SUPPLIED MATERIAL —
PR #184, opened 2026-04-24
Fix/channel slash rich cli

### LINKED ISSUE #181: Channel slash commands not executed under Rich CLI (ui_backend=rich)
**Describe the bug**
Channel slash commands (e.g. `/evoskills`, `/channel status`, `/mcp list`) sent from a messaging channel like iMessage **only execute when the UI backend is `textual` (TUI)**. Under `ui_backend: rich` (the default classic CLI), the same commands are silently passed to the LLM as a plain user prompt — the agent spins up, "thinks" about the slash text, and sends a natural-language reply back through the channel, but the command itself is never actually run.

**To Reproduce**
1. Set `ui_backend: rich` in `~/.config/evoscientist/config.yaml` (or just leave it at the default).
2. Start EvoSci and bring up the iMessage channel: `EvoSci` → `/channel imessage`.
3. From the paired iMessage account, send `/evoskills core` (or `/channel status`, `/mcp list`, etc.) to the bot.
4. Watch the CLI output: the agent loads, a Thinking panel appears, and an LLM-generated natural-language reply is sent back through iMessage. No skills get installed and no `cmd_manager` handler is invoked.
5. Switch `ui_backend: textual`, restart, repeat step 3 — the command runs correctly and the expected results (installed skills, channel status, etc.) are returned to iMessage.

**Expected behavior**
Slash commands sent over a channel should execute identically regardless of `ui_backend`. Rich CLI should route incoming channel messages that start with `/` through `cmd_manager` + `ChannelCommandUI` and return the result via the channel, the same way the TUI already does.

**Error output / logs**

Rich CLI (buggy — the slash command is treated as a plain user prompt; the LLM "thinks" about it and replies in natural language instead of the command being executed):

```
❯ /evoskills core
[imessage: Received from +44XXXXXXXXXX]
─────────────────────────────────────────────────────────────────────
╭──────────────────────── Thinking ────────────────────────╮
│ ...the user said "/evoskills core", which implies they   │
│ want the core skills. I'll list each skill with a short  │
│ description from the system prompt...                    │
╰──────────────────────────────────────────────────────────╯
<LLM-generated natural-language reply about "core skills">
[imessage: Replied to +44XXXXXXXXXX]
─────────────────────────────────────────────────────────────────────
```

TUI (working — command actually runs and results come back):

```
> /evoskills core
[imessage: Received from +44XXXXXXXXXX]
Fetching skill index for tag: core...
Found 13 skill(s) with tag 'core'. Installing...
Installed: academic-slides
Installed: evo-memory
Installed: experiment-craft
Installed: experiment-iterative-coder
Installed: experiment-pipeline
Installed: nano-banana
Installed: paper-navigator
Installed: paper-planning
Installed: paper-rebuttal
Installed: paper-review
Installed: paper-writing
Installed: research-ideation
Installed: research-survey
Successfully installed 13 skill(s). Reload with /new to apply.
[imessage: Executed command from +44XXXXXXXXXX]
```

**System information**
 - OS: macOS 15 (Darwin 25.3.0)
 - Python version: 3.11+
 - Terminal: <your terminal>
 - EvoScientist version: 0.0.6
 - LLM provider: any (bug is in the CLI layer, provider-independent)
 - Channel: iMessage (but the code path is shared by all channels, so Telegram / Discord / Slack / etc. are likely affected too)

**Additional context**
Root cause is an asymmetry between the two UI backends' channel message handlers:

- **TUI** — `EvoScientist/cli/tui_interactive.py:1824-1869` has a slash branch that runs *before* streaming to the agent:

  ```python
  if msg.content.strip().startswith("/"):
      cmd, cmd_args = cmd_manager.resolve(msg.content) or (None, [])
      ctx = CommandContext(agent=..., ui=ChannelCommandUI(msg, ...), ...)
      cmd_executed = await cmd_manager.execute(msg.content, ctx)
      if cmd_executed:
          _set_channel_response(msg.msg_id, f"Command executed: {msg.content}")
          return
  ```

- **Rich CLI** — `EvoScientist/cli/interactive.py:801` (`_process_channel_message`) has **no** slash branch. `msg.content` goes straight into `run_streaming(..., message=msg.content, ...)` at line 895-910 and gets treated as a plain user prompt.

Fix: mirror the TUI's slash handling into Rich CLI's `_process_channel_message`. All the required infrastructure already exists — `ChannelCommandUI` in `commands/channel_ui.py`, `cmd_manager` in `commands/manager.py`, `CommandContext` in `commands/base.py` — no new modules needed.

X-iZhang:
## Description

Closes #181.

Channel-originated slash commands (`/evoskills`, `/channel status`, `/mcp list`, ...) were silently passed to the LLM as plain prompts when `ui_backend=rich` or when running in headless `EvoSci serve`, because `_process_channel_message` (`cli/interactive.py`) and `_serve_process_message` (`cli/commands.py`) lacked the `cmd_manager` dispatch branch that the TUI already had.

This PR extracts the TUI slash-dispatch logic into a shared helper `dispatch_channel_slash_command` (`cli/channel.py`) and wires both Rich CLI and headless serve through it, so slash commands execute identically regardless of UI backend.

Along the way it also fixes several adjacent gaps that surfaced once the slash path actually ran end-to-end under serve:

- **`/model` hot-swap**: serve held its agent as a pass-by-value parameter, so a `/model` change via channel never took effect. Promote the agent to a mutable `agent_holder` dict shared with the poll loop; add a post-execute hook that adopts the swap.
- **`/resume` / `/new` thread swap**: same pass-by-value problem for `thread_id`. Promote `thread_id` into the holder; the hook also adopts `ctx.thread_id` changes for `/resume`, and a new `start_new_session_cb` generates a fresh id for `/new`.
- **Rich CLI status sync**: mirror the REPL adoption block so `/model`, `/new`, `/compact` invoked via a channel refresh the status snapshot in Rich CLI.
- **`EvoSci serve` Ctrl+C**: install explicit SIGINT / SIGTERM handlers plus a `threading.Event` second gate; replace `asyncio.run()` with a managed `new_event_loop` so `signal.set_wakeup_fd` isn't left dangling between messages.
- **Python 3.12 compatibility**: `/install-mcp`'s internal `asyncio.get_event_loop()` would raise under the manual loop; wrap with `asyncio.set_event_loop(_slash_loop)` / restore.

## Type of change

- [x] Bug fix
- [ ] Test improvement

## Checklist

- [x] `uv run pytest` passes (1665 passed, 10 skipped)

### Files

| File | Change |
|---|---|
| `EvoScientist/cli/channel.py` | +130 — new `dispatch_channel_slash_command` helper, shared by Rich CLI / TUI / serve |
| `EvoScientist/cli/interactive.py` | +45 — wire the helper into `_process_channel_message`; Rich CLI `on_cmd_completed` callback mirrors the REPL adoption block |
| `EvoScientist/cli/commands.py` | +180 — `serve()` / `_serve_process_message` use `agent_holder`, `_make_serve_cmd_completed_hook`, `_make_serve_start_new_session_cb`; explicit signal handlers; manual event loop with `set_event_loop` |
| `tests/test_cli_channel_slash.py` | +230 — 11 tests for the helper (fall-through, successful dispatch, needs-agent, error paths, `on_cmd_completed` hook) |
| `tests/test_serve_agent_holder.py` | +180 — 10 tests for the serve hook factory + `/new` callback (agent swap, thread swap, no-op cases) |

### Review rounds

This PR went through three Codex review rounds. All actionable findings were addressed:

- **R1** — flagged `/model` / `/resume` state-mutation adoption gap in Rich CLI → added `on_cmd_completed` hook.
- **R2** — flagged `/new` / `/compact` status refresh gap → extended hook to pass the `cmd` so the callback can check `cmd.name`.
- **R3** — flagged (a) `asyncio.get_event_loop()` RuntimeError under manual loop on Python 3.12, (b) `/resume` thread swap in serve still broken because `thread_id` wasn't in the holder. Both fixed.

## Test plan

- [x] pytest full suite (1665 / 10 skipped)
- [x] ruff check
- [x] Manual, Rich CLI: `/evoskills core`, `/channel status`, `/mcp list` via iMessage → execute
- [x] Manual, Rich CLI: plain text → agent reply (regression)
- [x] Manual, Rich CLI: `/model` via iMessage → next reply uses new model (verified hot-swap)
- [x] Manual, serve: slash commands via iMessage → execute
- [x] Manual, serve: `/model` via iMessage → next reply uses new model
- [x] Manual, serve: Ctrl+C → clean exit (`Shutting down...` → `Stopped.`)
- [x] Manual, TUI: `/evoskills core` via iMessage → still works (regression)

## Known scope decisions / follow-ups (not fixed here)

- **`"Command executed: /foo"` second channel message after every slash command** — intentional confirmation, mirrors existing TUI behavior. Not a bug.
- **Serve uses `InMemorySaver` — threads are ephemeral and not persisted to `sessions.db`** — pre-existing design choice; `EvoSci --resume` cannot target serve threads. Worth a dedicated follow-up issue to switch serve to `AsyncSqliteSaver`.
- **Multiple channel users share one serve thread_id** — pre-existing design; would need a per-`chat_id` → thread_id map.
- **SIGINT re-entrancy** in the serve shutdown handler is not guarded; low severity, CPython GIL provides practical protection.
- **No subprocess-based integration test for signal handling** — manual-verified only.

## Summary by CodeRabbit

* **New Features**
  * Channel-delivered slash commands are now dispatched and executed (short-circuiting prompt streaming), show confirmations, and append execution breadcrumbs; commands that swap models or sessions update the active model/thread and refresh UI/status.
  * Dispatch honors commands that require waiting for an agent and supports post-command hooks.

* **Bug Fixes**
  * Clear "Command executed" and "Command error" channel responses prevent unintended fallback streaming.
  * Strengthened serve shutdown and signal handling.

* **Tests**
  * Added tests covering dispatch behavior, agent/thread sync, hooks, waiting-for-agent cases, and error paths.

### DIFF
--- a/EvoScientist/cli/channel.py
+++ b/EvoScientist/cli/channel.py
@@ -173,6 +173,58 @@ async def dispatch_channel_slash_command(
     if not msg.content.strip().startswith("/"):
         return False
 
+    try:
+        return await _dispatch_channel_slash_impl(
+            msg,
+            agent=agent,
+            thread_id=thread_id,
+            workspace_dir=workspace_dir,
+            checkpointer=checkpointer,
+            append_system=append_system,
+            start_new_session_cb=start_new_session_cb,
+            handle_session_resume_cb=handle_session_resume_cb,
+            await_agent_ready=await_agent_ready,
+            on_cmd_completed=on_cmd_completed,
+        )
+    except Exception as exc:
+        # Last-ditch safety: any uncaught exception from inside the
+        # dispatch pipeline (lazy import failure, ChannelCommandUI
+        # construction, terminal I/O from ``append_system``, bus
+        # publish races, ...) must not take down the caller's polling
+        # loop — a crashed serve / dead channel queue task is worse
+        # than one failed command.
+        _channel_logger.exception(
+            "Unexpected slash dispatch failure for %s (msg=%s)",
+            msg.channel_type,
+            msg.msg_id,
+        )
+        try:
+            _set_channel_response(msg.msg_id, f"Error: {exc}")
+        except Exception:  # pragma: no cover — defensive
+            pass
+        # Return True so the caller treats the message as handled and
+        # does not fall through to the agent streaming path.
+        return True
+
+
+async def _dispatch_channel_slash_impl(
+    msg: ChannelMessage,
+    *,
+    agent: Any,
+    thread_id: str,
+    workspace_dir: str | None,
+    checkpointer: Any,
+    append_system: Callable[[str, str], None],
+    start_new_session_cb: Callable[[], None] | None,
+    handle_session_resume_cb: Callable[..., Awaitable[None]] | None,
+    await_agent_ready: Callable[[], Awaitable[Any]] | None,
+    on_cmd_completed: Callable[..., Awaitable[None]] | None,
+) -> bool:
+    """Inner body of ``dispatch_channel_slash_command``.
+
+    Split from the public wrapper so the wrapper can guard with a
+    top-level try/except without visually obscuring the main flow.
+    """
     # Lazy imports: avoid coupling the channel module to ``commands`` at
     # import time (tui_interactive.py does the same).
     from ..commands.base import CommandContext
--- a/EvoScientist/cli/channel.py
+++ b/EvoScientist/cli/channel.py
@@ -162,8 +162,13 @@ async def dispatch_channel_slash_command(
         loaded up-front before the bus starts.
     on_cmd_completed:
         Optional ``async (ctx, original_agent, cmd) -> None`` callback
-        fired only after ``cmd_manager.execute`` returns True.  Used by
-        Rich CLI to (a) adopt an agent swap (``/model``) back into the
+        fired only after ``cmd_manager.execute`` returns True.  The
+        ``original_agent`` argument is the agent handle command execution
+        started against: ``agent_for_ctx`` after any ``await_agent_ready``
+        resolution, or the dispatcher's input agent when no resolver is
+        supplied.  Callers can compare ``ctx.agent`` with
+        ``original_agent`` to detect command-driven swaps.  Used by Rich
+        CLI to (a) adopt an agent swap (``/model``) back into the
         running session and (b) refresh the status snapshot for
         commands that mutate session-level state (``/new``,
         ``/compact``) — mirrors the REPL dispatch at
@@ -199,7 +204,7 @@ async def dispatch_channel_slash_command(
             msg.msg_id,
         )
         try:
-            _set_channel_response(msg.msg_id, f"Error: {exc}")
+            _set_channel_response(msg.msg_id, f"Command error: {exc}")
         except Exception:  # pragma: no cover — defensive
             pass
         # Return True so the caller treats the message as handled and
@@ -242,7 +247,7 @@ async def _dispatch_channel_slash_impl(
         try:
             agent_for_ctx = await await_agent_ready()
         except Exception as exc:
-            _set_channel_response(msg.msg_id, f"Error: {exc}")
+            _set_channel_response(msg.msg_id, f"Command error: {exc}")
             return True
 
     ui = ChannelCommandUI(
--- a/EvoScientist/cli/channel.py
+++ b/EvoScientist/cli/channel.py
@@ -15,6 +15,7 @@ import queue
 import threading
 import time
 import uuid
+from collections.abc import Awaitable, Callable
 from dataclasses import dataclass
 from typing import Any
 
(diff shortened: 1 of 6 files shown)


MuXinCG2004:
Apologies, that should have been my responsibility. I'll do a thorough code review and then approve this PR.

MuXinCG2004 (approved):

MuXinCG2004:
When the model gets stuck in an infinite loop, the ability for users to stop it from continuing to think may also need to be considered. To make up for my mistake, I can fix this in the next PR.

EvoScientist/cli/commands.py
```diff
@@ -573,13 +646,69 @@ def _hitl_prompt(action_requests: list) -> list[dict] | None:
...
+        _slash_handled = _slash_loop.run_until_complete(
+            dispatch_channel_slash_command(
+                msg,
+                agent=agent_holder["agent"],
+                thread_id=agent_holder["thread_id"],
+                workspace_dir=workspace_dir,
+                checkpointer=None,
+                append_system=lambda t, s="dim": console.print(t, style=s),
+                start_new_session_cb=_make_serve_start_new_session_cb(agent_holder),
+                on_cmd_completed=_make_serve_cmd_completed_hook(agent_holder),
```
din0s: nit: these two factories are rebuilt on every inbound channel message, which means a fresh closure pair allocated per `_serve_process_message` call. this is cheap but avoidable, we could construct them once in `serve()` right after `agent_holder` is created, then pass the two callables into `_serve_process_message` alongside the holder

EvoScientist/cli/channel.py
```diff
@@ -105,6 +106,197 @@ def _pop_channel_response(msg_id: str, *, cancel_pending: bool = False) -> str |
...
 
+# ---------------------------------------------------------------------------
+# Slash command dispatch for channel messages
+# ---------------------------------------------------------------------------
+# Shared by Rich CLI (``cli/interactive.py::_process_channel_message``) and
+# headless serve (``cli/commands.py::_serve_process_message``) so both
+# surfaces route ``/foo`` text through ``cmd_manager`` instead of feeding it
+# to the LLM as a plain prompt.  The Textual TUI has its own inline copy of
+# this logic in ``cli/tui_interactive.py`` — kept there to stay close to the
+# widget lifecycle.
```
din0s: not sure I agree with this, the block after `tui_interactive.py#L1824` could easily be extracted since nothing inside touches the widget state. https://github.com/EvoScientist/EvoScientist/blob/3831198f190d05a108726041ad59722f2e1d40e4/EvoScientist/cli/tui_interactive.py#L1824-L1825

could be addressed in a follow-up issue if it's too much work

EvoScientist/cli/commands.py
```diff
@@ -496,11 +497,77 @@ async def compact_conversation(
...
+            agent_holder["agent"] = ctx.agent
+            try:
+                _ch_mod._cli_agent = ctx.agent
+            except Exception:  # pragma: no cover — defensive
+                pass
+
+        # ``/resume`` mutates ``ctx.thread_id`` directly (its UI callback
+        # is a no-op in serve mode since there's no REPL to reset).  Pick
+        # up the new id here so subsequent messages run on the resumed
+        # thread instead of the one captured at serve startup.
```
din0s: is this actually true for `evosci serve` though? it sounds like `/resume` would fail silently from the user's POV. do we surface this to the user?

din0s (approved):
three small comments on some details, but pre-approving

EvoScientist/cli/commands.py
X-iZhang: Yes, currently it might be an experimental feature. @MuXinCG2004 plz check, it seems that the server mode doesn't involve the session backend.

MuXinCG2004: > is this actually true for `evosci serve` though? it sounds like `/resume` would fail silently from the user's POV. do we surface this to the user?

> Yes, currently it might be an experimental feature. @MuXinCG2004 plz check, it seems that the server mode doesn't involve the session backend.

Because checkpointer = None, /resume cannot restore history, but this failure is not silent.It will inform its user.

Properly wiring get_checkpointer() into serve so /resume can load real history would be a nice follow-up — I'll track it as a separate issue.

PR #186, opened 2026-04-24
fix(channel): scope stop and restore resume history

MuXinCG2004:
## Summary

This PR narrows the channel stop/resume fix to the core production paths:

- scope channel `/stop` and `/cancel` to the current chat session instead of a process-wide stop flag
- allow stop to cancel both queued work and active channel responses
- keep `/resume` in channel mode useful by replaying recent saved history back to the user

Compared with the previous version, this change drops the extra global `/stop` slash command and trims some channel-only presentation/test surface so the PR stays focused on the channel bugfix.

## What Changed

- track queued/active channel requests per `channel + chat_id`
- add per-request stream cancel scopes in the shared streaming display
- wire scoped cancellation through Rich CLI, Textual TUI, and serve mode channel handlers
- keep HITL and ask_user waits stoppable from the channel fast-path
- replay the recent saved conversation after channel `/resume`

## Simplifications In This Revision

- removed the standalone `StopCommand` implementation
- kept channel `/resume` output minimal instead of expanding more session metadata in-channel
- trimmed duplicate tests while preserving coverage for scoped cancellation, queued cancellation, HITL release, serve-mode handling, and resume history replay

## Testing

```bash
uv run pytest tests/test_stream_cancel.py tests/test_bus_integration.py tests/test_channel_command_ui.py tests/test_resume_command.py tests/test_serve_agent_holder.py
```

## Summary by CodeRabbit

* **New Features**
  * Immediate /stop and /cancel fast-paths that cancel queued/active channel work and emit a "Stopped." acknowledgement
  * Stream cancellation propagated through interactive UI and streaming APIs for consistent stop behavior
  * Session resume sends formatted, chunked conversation transcripts (recent 10 messages)

* **Bug Fixes**
  * Robust per-message lifecycle tracking and cleanup to avoid leaked state on cancellation
  * HITL/approval flows treat stop as strict cancellation and avoid contradictory feedback

* **Tests**
  * New integration and unit tests covering stop behavior, stream cancellation, and resume handling


MuXinCG2004:
@coderabbit review

youganglyu (approved):

EvoScientist/cli/tui_interactive.py
```diff
@@ -1065,6 +1068,33 @@ async def _remove_w(w: Static | None) -> None:
...
+
+                state.response_text = final_text
+                self._set_status_streaming_text(final_text)
+
+                if assistant_w is None:
+                    if final_text:
+                        assistant_w = AssistantMessage(final_text)
+                        await container.mount(assistant_w)
+                else:
+                    suffix = final_text[len(previous_text) :]
```
X-iZhang: Suffix slice is computed against the un-rstripped `previous_text`, but `final_text` is built from `current` (rstripped). When `state.response_text` ends with whitespace this slices into the wrong offset.

Example: `previous_text="hello   "` (len 8), `current="hello"`, `final_text="hello\n[Stopped.]"`. Then `suffix = final_text[8:] = "topped.]"`, and the widget ends up showing `"hello   topped.]"` — the `\n[S` prefix is dropped and the trailing spaces stay.

Simplest fix: replace the widget content entirely instead of appending a suffix. Or compute the slice against `current` and clear the existing trailing whitespace from the widget first.

EvoScientist/cli/channel.py
```diff
@@ -821,6 +977,7 @@ async def _handle_bus_message(bus, manager, msg) -> None:
                     f"for {cm.msg_id}"
                 )
                 _pop_channel_response(cm.msg_id, cancel_pending=True)
+                _complete_channel_request(cm.msg_id)
```
X-iZhang: `_complete_channel_request(cm.msg_id)` is called unconditionally here, which discards the stream cancel scope via `discard_stream_cancel`. If the worker is still `active` when the 24h `_LATE_RESPONSE_TIMEOUT` fires, a subsequent `/stop` from the user can no longer interrupt that stream — only the future is cancelled.

The symmetric `CancelledError` handler just below (lines 996-997) already guards this case with `if _channel_request_state(cm.msg_id) != "active": _complete_channel_request(cm.msg_id)`. Please apply the same guard here (or pass `discard_cancel_scope=False`) so the cancel scope stays alive while the stream is still running.

X-iZhang (changes requested):
Two bugs from the latest review round are still unaddressed. Please fix these before merge; otherwise the design looks good.

MuXinCG2004:
@coderabbit review

X-iZhang (approved):
Both flagged bugs addressed cleanly:

- `tui_interactive.py` cancelled-response: shared logic moved to `stream/display.py::build_stopped_response_text`; the trailing-whitespace case now replaces content directly via `stop_stream()` instead of slicing.
- `channel.py` late-response timeout: guarded with `if _channel_request_state(cm.msg_id) != "active"` to mirror the CancelledError handler, so the cancel scope stays alive while the worker is still running.

Bonus: `_claim_or_complete_channel_request` now cleans up channel/session request state on early return — closes the latent state-leak path. CI green on 3.11/3.12. Thanks!

EvoScientist/cli/channel.py
```diff
@@ -106,6 +111,104 @@ def _pop_channel_response(msg_id: str, *, cancel_pending: bool = False) -> str |
...
+        _cancelled_channel_messages.update(request_ids)
+
+    for msg_id in request_ids:
+        _pop_channel_response(msg_id, cancel_pending=True)
+
+    if active_scopes:
+        from ..stream.display import request_stream_cancel
+
+        for cancel_scope in active_scopes:
+            request_stream_cancel(cancel_scope)
```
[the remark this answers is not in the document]
MuXinCG2004: fixed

ABOUT THIS EXERCISE — Go through the data above and copy each line in which "changes" appears.

TASK ANSWER —
- **`/resume` / `/new` thread swap**: same pass-by-value problem for `thread_id`. Promote `thread_id` into the holder; the hook also adopts `ctx.thread_id` changes for `/resume`, and a new `start_new_session_cb` generates a fresh id for `/new`.
X-iZhang (changes requested):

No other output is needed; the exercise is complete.